Content starts

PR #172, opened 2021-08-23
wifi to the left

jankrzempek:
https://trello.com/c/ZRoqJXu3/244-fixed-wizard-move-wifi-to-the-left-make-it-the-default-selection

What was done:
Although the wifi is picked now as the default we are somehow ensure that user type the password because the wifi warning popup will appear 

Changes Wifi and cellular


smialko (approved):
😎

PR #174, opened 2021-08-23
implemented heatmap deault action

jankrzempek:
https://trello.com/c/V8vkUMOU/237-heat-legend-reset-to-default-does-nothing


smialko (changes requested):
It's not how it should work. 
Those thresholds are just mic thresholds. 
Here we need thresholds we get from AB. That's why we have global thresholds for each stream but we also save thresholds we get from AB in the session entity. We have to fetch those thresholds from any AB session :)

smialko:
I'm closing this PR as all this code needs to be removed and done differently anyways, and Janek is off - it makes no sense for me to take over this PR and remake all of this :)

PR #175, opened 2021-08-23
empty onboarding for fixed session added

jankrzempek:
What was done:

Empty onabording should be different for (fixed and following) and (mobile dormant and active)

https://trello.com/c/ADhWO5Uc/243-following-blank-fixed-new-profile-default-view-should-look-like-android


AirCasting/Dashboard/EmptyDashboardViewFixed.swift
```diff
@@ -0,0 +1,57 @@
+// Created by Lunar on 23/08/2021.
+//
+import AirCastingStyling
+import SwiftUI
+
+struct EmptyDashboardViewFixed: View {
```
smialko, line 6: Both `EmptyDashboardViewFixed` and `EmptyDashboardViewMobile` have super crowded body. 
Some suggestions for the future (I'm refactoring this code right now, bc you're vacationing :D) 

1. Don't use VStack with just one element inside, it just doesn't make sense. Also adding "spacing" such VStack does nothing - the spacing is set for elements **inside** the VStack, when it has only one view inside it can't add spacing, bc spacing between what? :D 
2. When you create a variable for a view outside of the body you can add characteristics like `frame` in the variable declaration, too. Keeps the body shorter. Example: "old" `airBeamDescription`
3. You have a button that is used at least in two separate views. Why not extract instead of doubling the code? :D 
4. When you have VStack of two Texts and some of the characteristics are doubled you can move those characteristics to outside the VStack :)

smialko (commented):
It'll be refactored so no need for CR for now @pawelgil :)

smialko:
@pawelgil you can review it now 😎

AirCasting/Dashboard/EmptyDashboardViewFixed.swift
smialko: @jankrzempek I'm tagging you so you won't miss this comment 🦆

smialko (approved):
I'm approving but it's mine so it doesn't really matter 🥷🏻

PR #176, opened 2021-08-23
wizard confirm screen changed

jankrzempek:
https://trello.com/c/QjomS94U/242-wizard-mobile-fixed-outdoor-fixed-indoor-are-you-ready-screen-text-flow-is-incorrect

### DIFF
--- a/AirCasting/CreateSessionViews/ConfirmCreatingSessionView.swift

Content ends

Which lines above include the word "code"? Pick them out and copy them.

→ **Result below**:
I'm closing this PR as all this code needs to be removed and done differently anyways, and Janek is off - it makes no sense for me to take over this PR and remake all of this :)
Some suggestions for the future (I'm refactoring this code right now, bc you're vacationing :D) 
3. You have a button that is used at least in two separate views. Why not extract instead of doubling the code? :D 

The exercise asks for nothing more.